INFORMATION SHOWN Block Start

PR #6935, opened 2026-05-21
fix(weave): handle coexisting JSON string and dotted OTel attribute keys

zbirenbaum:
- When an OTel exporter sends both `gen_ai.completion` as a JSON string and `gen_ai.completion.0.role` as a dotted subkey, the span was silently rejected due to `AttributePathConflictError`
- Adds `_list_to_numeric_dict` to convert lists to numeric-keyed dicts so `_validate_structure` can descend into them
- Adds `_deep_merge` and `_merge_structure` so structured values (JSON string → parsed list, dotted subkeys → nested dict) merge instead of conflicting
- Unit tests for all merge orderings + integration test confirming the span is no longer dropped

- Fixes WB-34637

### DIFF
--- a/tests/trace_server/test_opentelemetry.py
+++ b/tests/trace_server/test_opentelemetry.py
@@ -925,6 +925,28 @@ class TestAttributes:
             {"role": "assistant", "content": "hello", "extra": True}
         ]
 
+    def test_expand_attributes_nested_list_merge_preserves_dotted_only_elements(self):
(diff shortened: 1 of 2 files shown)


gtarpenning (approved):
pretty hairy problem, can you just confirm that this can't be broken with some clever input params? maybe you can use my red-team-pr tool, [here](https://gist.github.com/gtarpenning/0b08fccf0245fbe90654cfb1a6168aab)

INFORMATION SHOWN Block End
INFORMATION SHOWN Block Start

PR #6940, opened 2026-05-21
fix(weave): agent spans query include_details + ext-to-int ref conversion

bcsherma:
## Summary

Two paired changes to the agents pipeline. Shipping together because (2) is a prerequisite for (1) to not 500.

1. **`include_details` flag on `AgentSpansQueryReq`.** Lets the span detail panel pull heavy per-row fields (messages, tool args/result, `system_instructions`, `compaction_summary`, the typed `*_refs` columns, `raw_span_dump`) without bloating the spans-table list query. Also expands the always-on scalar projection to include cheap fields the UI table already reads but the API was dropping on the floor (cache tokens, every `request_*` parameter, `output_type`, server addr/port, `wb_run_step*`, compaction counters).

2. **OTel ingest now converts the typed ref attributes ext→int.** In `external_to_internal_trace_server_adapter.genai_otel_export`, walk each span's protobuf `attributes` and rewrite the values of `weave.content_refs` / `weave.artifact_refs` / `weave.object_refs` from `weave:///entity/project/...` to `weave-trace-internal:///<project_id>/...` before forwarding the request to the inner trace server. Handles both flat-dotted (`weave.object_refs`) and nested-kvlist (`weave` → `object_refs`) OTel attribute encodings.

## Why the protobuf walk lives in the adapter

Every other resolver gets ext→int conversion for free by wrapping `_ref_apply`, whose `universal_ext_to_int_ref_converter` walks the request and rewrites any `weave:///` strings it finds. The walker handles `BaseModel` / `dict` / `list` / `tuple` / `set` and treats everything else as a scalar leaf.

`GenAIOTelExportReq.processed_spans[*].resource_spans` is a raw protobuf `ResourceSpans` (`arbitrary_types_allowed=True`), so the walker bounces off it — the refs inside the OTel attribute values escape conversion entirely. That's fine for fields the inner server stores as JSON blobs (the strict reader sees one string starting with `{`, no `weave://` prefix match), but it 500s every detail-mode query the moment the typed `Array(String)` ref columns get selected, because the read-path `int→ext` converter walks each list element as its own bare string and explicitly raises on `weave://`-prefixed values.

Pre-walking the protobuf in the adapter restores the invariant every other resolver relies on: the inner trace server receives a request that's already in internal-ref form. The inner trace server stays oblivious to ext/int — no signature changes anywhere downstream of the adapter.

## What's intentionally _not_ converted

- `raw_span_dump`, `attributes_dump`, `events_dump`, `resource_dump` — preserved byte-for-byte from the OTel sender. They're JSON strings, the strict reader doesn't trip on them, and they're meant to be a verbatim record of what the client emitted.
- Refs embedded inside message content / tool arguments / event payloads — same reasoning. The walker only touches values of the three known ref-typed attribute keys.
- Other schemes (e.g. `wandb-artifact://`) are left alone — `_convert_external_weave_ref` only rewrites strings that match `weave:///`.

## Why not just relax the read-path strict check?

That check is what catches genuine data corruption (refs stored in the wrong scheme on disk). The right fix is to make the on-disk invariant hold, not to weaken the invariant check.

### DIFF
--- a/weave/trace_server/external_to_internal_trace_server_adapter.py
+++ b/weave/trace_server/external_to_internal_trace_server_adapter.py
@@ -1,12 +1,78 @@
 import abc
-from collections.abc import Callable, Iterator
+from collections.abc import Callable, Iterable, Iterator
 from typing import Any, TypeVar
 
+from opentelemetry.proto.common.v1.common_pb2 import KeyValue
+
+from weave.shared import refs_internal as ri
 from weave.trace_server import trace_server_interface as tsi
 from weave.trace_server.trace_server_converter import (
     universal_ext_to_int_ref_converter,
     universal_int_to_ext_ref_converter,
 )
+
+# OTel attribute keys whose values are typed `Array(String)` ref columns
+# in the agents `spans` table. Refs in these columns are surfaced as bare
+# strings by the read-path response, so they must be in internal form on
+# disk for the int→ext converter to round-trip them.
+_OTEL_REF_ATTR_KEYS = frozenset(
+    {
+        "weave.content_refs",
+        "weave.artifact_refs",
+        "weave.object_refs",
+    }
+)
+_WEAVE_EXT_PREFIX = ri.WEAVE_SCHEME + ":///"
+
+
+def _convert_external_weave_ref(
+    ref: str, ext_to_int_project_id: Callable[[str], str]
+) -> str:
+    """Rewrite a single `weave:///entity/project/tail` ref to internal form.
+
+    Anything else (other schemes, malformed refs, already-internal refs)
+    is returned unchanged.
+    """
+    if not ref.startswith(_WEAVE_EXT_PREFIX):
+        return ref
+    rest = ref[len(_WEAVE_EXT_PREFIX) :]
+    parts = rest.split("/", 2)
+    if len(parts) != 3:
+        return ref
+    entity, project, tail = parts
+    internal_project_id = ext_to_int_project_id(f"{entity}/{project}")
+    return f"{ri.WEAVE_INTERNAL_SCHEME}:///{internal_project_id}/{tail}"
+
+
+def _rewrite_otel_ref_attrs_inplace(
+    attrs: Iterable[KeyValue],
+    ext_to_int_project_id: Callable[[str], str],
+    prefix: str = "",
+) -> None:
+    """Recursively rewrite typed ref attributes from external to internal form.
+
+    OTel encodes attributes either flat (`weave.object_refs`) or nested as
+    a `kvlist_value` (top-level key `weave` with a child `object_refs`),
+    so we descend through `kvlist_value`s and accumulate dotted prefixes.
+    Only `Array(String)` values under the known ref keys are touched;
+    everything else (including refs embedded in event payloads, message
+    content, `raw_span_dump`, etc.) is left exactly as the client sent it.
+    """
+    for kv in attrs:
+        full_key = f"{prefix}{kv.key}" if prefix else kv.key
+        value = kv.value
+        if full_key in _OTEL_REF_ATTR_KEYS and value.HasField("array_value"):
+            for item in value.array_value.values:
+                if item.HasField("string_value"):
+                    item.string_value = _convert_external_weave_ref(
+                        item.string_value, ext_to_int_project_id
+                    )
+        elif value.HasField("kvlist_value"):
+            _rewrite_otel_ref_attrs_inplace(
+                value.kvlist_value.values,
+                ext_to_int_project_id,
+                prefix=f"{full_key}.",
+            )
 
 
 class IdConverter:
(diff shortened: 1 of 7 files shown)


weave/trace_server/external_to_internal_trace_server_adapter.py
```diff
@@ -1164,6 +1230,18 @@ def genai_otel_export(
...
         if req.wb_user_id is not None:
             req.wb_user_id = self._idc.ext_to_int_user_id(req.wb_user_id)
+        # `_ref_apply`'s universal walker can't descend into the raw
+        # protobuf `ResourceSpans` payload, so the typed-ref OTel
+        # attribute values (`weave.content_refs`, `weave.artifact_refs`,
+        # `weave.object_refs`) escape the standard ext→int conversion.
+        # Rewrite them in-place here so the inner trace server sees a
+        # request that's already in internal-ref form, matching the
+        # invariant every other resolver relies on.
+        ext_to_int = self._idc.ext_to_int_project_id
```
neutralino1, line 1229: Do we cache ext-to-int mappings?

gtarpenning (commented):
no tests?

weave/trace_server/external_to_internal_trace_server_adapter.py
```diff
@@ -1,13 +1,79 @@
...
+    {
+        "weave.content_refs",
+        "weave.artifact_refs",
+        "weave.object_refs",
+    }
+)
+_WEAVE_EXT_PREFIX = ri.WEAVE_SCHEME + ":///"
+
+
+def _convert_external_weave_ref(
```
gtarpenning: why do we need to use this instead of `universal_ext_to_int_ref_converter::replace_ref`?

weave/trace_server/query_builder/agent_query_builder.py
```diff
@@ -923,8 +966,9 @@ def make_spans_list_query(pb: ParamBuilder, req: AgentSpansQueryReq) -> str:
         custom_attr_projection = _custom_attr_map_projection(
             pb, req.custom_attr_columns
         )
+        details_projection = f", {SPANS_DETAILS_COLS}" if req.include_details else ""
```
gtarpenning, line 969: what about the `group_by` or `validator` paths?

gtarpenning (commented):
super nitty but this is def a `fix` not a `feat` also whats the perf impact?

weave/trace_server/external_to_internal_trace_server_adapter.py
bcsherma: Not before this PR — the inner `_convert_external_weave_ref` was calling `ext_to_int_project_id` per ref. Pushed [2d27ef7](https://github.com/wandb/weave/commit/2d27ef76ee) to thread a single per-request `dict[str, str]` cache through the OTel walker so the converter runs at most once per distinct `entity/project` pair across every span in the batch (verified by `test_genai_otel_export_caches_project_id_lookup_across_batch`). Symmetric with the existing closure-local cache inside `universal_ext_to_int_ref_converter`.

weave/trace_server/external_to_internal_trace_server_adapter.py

INFORMATION SHOWN Block End

▶ [WORK REQUIRED]: Find the lines above that contain the word "payloads" and collect them.

▶ [TASK SOLUTION]:
- Refs embedded inside message content / tool arguments / event payloads — same reasoning. The walker only touches values of the three known ref-typed attribute keys.
+    everything else (including refs embedded in event payloads, message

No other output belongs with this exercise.